In 1981, when Liberal prime minister Pierre Elliott Trudeau and nine of ten premiers agreed to the package of constitutional reforms that came to be embodied in the Constitution Act, 1982, they assented to a series of procedures by which the Canadian constitution could be amended. Most general amendments would be achieved with the support of the federal government and Parliament, and the assent of seven provincial governments and legislatures representing at least 50 percent of the total population of Canada. These constitution drafters, however, also included five subject matters for possible future constitutional amendments that were considered of such great national importance that any amendment addressing these topics could only be ratified with the unanimous consent of the federal government and Parliament, and all ten provincial governments and their legislative assemblies. One of these privileged matters, listed in section 41, was any amendment to “the office of the Queen, the Governor General and the Lieutenant Governor of a province.”[3] This clause stipulates that any amendment to the institutions of the monarchy in Canada, including the position and role of the sovereign and the appointment, status, and function of both the governor general and the provincial lieutenant governors, can be “made by proclamation issued by the Governor General under the Great Seal of Canada only where authorized by resolutions of the Senate and the House of Commons and of the legislative assembly of each province.” In other words, the prime minister and every premier possess a veto over any change to the status of the monarchy in Canada.
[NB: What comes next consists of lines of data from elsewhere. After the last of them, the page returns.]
PR #684, opened 2020-09-22
Fix #683, MPI properties

### LINKED ISSUE #683: Parallel HDF5 is broken by commit d1e542a
Hi - I'm not sure if you are doing a series of commits as a work in progress, but just so you know - commit d1e542a breaks loading HDF5 with MPI (to get parallel hdf5).  [mpio.jl](https://github.com/JuliaIO/HDF5.jl/blob/master/src/mpio.jl) uses `hdf5_prop_get_set` (see line 57). That dictionary was removed in commit d1e542a (was in HDF5.jl around line 2138).

The result of this change is that 
```
using MPI
using HDF5
``` 
spews a warning about the missing dictionary and it seems that one MPI rank that I make fails to do anything. 

I hope you're planning to update `mpio.jl` accordingly in a subsequent release. Let me know if you need help testing.

jmert:
This should fix the load/use error that @lyon-fnal reported, but I haven't tested because I don't have an MPI-capable HDF5 library on my machine.

### DIFF
--- a/src/HDF5.jl
+++ b/src/HDF5.jl
@@ -995,6 +995,7 @@ function _prop_set!(p::HDF5Properties, name::Symbol, val, check::Bool = true)
 
     if class == H5P_FILE_ACCESS
         return name === :alignment     ? h5p_set_alignment(p, val...) :
+               name === :fapl_mpio     ? h5p_set_fapl_mpio(p, val...) :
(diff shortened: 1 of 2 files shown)


lyon-fnal:
As I wrote in #683, this PR seems to work fine.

Although section 41 provides for a method by which the monarchy in Canada can be abolished, it is important to examine how such an amendment would have to play out in the real world of Canadian politics and government. To begin, we need to recognize that the formal amendment procedure found in section 41 is elitist and centralized. It places effective political and constitutional power in the hands of first ministers, their governments, and the parliamentary bodies within which they sit. Only they have the authority to formally initiate constitutional reform proposals and to ratify them. Next, we need to understand that while public opinion is important to any and all constitutional reform initiatives, and the public may become involved in gauging the popular support for constitutional proposals by means of referenda, such popular consultation is not legally required.
Constitutional Law Meets Constitutional Politics
Given the predominant position of first ministers and their governments in the constitution-making process, any initiative to abolish the monarchy in Canada must ultimately come from them. While the currents of Canadian public opinion have at times flowed quite strongly against the continuation of the monarchy, especially during the 1990s and the first decade of the twenty-first century, at no time did any first minister ever make the abolition of the monarchy a primary plank in any electoral platform or a major policy objective once in power. This statement even applies to Parti Québécois premiers in Quebec. While federal Liberal cabinet minister John Manley mused about abolishing the monarchy prior to the advent of the new millennium, Prime Minister Jean Chrétien disavowed this as a policy goal. In fact, no prime minister has ever advocated for the abolition of the monarchy, and no premier has ever used his or her political capital to make it a key objective of constitutional reform.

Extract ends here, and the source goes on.